WHAT IS REQUIRED
In the records below, find the line holding "PR #457, opened 2021-03-03" and the line holding "Setting it to". Set down both, with every line between them, exactly.

Dataset entries:
--- START ---
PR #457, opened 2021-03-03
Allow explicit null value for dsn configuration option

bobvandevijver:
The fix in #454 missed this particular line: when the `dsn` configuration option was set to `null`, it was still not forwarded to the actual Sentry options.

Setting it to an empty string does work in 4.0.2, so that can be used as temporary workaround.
--- END ---
--- START ---
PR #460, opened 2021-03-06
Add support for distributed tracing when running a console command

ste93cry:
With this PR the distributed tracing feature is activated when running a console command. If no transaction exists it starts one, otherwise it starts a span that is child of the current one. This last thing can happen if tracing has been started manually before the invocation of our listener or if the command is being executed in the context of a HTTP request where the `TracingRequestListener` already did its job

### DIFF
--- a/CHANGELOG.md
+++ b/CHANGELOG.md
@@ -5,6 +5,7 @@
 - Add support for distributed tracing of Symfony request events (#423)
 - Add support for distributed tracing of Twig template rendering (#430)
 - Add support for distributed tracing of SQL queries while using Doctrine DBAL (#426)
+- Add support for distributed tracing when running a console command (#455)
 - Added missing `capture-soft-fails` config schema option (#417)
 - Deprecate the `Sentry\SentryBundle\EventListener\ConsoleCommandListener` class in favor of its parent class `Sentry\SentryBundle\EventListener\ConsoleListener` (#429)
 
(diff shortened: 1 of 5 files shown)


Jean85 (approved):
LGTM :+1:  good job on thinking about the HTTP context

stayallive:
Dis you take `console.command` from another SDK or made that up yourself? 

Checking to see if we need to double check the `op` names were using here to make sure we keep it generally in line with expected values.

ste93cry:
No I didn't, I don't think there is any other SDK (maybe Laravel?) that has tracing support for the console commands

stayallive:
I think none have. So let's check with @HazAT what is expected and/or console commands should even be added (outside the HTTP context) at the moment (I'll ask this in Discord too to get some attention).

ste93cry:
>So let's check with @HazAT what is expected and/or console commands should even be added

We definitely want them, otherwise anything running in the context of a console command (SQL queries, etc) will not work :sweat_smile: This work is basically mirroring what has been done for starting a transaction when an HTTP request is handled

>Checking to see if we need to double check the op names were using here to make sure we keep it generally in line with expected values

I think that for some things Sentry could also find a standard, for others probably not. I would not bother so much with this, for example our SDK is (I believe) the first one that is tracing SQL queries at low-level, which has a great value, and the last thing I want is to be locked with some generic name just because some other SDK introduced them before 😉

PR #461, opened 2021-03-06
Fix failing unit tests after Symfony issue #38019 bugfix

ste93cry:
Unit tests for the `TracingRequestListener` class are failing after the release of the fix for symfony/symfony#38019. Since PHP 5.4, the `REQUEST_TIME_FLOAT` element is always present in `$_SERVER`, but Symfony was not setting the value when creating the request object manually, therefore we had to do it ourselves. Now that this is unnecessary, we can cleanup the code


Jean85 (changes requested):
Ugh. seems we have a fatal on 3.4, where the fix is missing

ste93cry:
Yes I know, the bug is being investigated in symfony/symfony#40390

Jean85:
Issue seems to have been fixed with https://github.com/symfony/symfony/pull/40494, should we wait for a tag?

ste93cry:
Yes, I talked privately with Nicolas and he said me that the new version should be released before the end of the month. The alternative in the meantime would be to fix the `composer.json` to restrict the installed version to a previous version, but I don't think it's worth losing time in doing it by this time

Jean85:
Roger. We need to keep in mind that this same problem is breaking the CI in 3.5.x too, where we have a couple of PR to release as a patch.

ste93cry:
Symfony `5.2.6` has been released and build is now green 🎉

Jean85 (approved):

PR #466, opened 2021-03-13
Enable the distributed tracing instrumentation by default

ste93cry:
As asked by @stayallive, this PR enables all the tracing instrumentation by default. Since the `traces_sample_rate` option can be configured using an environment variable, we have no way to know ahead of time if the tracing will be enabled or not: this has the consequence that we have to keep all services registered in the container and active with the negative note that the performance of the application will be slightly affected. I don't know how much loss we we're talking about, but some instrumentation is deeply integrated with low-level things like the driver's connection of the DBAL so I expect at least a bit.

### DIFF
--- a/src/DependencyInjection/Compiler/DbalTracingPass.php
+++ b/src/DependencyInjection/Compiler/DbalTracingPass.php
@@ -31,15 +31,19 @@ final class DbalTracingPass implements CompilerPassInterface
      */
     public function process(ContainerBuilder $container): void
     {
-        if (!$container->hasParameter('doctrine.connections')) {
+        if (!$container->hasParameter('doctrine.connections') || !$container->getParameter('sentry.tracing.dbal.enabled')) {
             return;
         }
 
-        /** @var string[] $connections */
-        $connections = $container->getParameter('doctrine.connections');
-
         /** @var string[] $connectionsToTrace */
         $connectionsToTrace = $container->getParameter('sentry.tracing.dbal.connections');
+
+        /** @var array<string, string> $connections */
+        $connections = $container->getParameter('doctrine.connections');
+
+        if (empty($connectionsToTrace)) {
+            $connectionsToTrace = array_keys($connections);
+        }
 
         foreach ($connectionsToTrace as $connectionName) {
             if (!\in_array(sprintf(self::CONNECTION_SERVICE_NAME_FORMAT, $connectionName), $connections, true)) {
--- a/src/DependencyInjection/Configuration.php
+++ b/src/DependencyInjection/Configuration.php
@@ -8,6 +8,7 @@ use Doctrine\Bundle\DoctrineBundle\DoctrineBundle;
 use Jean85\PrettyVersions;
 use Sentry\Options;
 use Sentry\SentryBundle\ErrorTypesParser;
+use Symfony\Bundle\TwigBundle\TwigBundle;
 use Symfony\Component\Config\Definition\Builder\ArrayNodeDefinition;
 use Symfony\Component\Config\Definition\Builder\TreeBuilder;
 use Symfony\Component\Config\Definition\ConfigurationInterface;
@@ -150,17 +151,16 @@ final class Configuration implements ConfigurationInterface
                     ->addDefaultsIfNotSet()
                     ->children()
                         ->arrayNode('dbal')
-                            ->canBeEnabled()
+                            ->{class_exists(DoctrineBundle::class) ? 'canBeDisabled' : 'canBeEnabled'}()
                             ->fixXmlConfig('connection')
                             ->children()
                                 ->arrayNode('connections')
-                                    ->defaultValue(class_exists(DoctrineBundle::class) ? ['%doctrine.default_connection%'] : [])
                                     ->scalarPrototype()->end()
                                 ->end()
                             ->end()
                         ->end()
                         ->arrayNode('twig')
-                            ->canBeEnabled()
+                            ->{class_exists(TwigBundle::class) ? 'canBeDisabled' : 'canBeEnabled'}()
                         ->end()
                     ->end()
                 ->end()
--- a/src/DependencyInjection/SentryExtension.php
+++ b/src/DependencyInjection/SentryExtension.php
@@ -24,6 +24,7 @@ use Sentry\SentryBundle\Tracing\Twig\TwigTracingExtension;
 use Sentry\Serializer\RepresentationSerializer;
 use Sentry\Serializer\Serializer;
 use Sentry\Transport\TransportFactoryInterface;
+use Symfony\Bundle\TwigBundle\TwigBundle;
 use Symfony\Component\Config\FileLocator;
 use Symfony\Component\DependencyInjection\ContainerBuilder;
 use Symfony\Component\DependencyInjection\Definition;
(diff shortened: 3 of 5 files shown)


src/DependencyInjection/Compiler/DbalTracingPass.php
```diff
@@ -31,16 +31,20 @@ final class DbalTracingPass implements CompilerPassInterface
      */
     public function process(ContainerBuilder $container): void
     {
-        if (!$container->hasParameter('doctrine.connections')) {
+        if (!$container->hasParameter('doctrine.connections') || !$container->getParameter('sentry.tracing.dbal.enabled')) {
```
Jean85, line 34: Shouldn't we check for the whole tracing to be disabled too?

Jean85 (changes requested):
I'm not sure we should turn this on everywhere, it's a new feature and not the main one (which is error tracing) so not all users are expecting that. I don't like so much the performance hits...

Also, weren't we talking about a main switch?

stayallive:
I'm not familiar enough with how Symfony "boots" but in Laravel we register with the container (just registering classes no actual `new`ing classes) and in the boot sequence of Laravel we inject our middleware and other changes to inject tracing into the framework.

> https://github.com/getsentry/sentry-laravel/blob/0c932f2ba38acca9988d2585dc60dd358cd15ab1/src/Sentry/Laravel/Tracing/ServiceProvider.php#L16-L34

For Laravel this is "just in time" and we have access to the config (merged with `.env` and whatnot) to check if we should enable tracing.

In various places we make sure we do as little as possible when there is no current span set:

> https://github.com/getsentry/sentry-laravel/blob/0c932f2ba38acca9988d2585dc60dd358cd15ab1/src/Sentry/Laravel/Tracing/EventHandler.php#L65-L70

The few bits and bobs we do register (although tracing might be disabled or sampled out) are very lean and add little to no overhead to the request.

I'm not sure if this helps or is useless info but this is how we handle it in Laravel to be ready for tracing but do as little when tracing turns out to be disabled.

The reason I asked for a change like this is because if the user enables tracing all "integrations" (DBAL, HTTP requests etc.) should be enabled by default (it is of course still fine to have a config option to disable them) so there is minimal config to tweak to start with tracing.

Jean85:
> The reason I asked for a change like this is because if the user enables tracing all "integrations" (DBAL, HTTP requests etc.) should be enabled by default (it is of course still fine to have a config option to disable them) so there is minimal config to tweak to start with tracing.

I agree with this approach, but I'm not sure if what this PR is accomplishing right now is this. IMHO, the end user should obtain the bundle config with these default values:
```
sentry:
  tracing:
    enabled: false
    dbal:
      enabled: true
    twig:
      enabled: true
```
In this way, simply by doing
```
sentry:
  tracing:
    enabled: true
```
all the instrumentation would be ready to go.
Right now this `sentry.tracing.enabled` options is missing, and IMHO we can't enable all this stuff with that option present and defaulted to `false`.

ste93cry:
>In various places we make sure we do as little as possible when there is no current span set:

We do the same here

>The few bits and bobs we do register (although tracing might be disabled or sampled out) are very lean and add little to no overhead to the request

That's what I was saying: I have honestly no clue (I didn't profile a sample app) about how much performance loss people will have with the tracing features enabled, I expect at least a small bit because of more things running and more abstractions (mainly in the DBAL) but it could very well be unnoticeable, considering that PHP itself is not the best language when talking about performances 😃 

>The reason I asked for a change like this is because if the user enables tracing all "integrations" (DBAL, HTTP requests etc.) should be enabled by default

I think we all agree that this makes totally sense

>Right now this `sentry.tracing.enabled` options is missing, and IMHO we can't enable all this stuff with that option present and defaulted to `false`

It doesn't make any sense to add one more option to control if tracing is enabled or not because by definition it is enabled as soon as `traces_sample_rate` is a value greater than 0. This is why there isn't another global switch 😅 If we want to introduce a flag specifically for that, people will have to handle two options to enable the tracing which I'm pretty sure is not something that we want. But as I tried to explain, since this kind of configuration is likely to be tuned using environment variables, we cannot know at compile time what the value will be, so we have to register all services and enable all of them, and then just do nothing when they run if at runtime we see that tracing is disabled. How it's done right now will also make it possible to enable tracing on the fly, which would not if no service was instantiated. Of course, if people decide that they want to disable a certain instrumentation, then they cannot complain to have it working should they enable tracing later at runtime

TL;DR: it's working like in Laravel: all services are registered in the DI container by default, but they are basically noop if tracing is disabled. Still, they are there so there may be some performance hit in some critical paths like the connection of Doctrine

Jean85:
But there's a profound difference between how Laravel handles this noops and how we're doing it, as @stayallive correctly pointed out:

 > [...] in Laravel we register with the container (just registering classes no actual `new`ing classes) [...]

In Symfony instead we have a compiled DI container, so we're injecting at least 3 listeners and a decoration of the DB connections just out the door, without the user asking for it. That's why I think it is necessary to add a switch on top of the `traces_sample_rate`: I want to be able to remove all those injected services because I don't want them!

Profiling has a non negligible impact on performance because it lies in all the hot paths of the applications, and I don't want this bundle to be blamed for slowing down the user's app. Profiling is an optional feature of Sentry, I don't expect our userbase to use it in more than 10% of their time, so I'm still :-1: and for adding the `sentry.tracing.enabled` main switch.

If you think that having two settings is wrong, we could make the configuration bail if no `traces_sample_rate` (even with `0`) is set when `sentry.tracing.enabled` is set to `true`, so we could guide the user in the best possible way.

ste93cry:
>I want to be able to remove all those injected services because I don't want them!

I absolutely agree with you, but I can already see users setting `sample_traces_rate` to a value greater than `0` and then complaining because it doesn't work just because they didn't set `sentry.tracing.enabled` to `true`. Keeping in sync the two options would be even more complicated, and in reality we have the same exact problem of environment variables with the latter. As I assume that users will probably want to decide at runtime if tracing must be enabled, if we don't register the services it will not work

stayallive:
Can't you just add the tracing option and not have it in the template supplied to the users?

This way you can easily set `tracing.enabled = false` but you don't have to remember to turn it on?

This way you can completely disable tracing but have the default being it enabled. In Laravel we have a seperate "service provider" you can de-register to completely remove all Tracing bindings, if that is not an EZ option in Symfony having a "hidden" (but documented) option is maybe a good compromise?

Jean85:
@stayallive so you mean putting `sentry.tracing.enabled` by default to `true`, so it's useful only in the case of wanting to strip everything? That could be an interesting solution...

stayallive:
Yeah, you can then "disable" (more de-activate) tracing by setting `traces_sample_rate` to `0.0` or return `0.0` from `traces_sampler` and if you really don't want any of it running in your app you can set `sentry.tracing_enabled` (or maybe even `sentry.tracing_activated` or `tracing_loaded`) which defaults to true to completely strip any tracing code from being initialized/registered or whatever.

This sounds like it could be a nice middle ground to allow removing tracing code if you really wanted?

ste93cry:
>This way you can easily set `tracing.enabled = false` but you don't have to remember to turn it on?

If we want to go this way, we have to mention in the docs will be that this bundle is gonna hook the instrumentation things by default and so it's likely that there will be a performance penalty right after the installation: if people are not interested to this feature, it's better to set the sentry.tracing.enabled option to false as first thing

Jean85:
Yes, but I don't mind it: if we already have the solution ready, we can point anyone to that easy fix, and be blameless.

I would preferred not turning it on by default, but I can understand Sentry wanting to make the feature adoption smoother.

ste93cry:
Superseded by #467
--- END ---
ANSWER AREA
PR #457, opened 2021-03-03
Allow explicit null value for dsn configuration option

bobvandevijver:
The fix in #454 missed this particular line: when the `dsn` configuration option was set to `null`, it was still not forwarded to the actual Sentry options.

Setting it to an empty string does work in 4.0.2, so that can be used as temporary workaround.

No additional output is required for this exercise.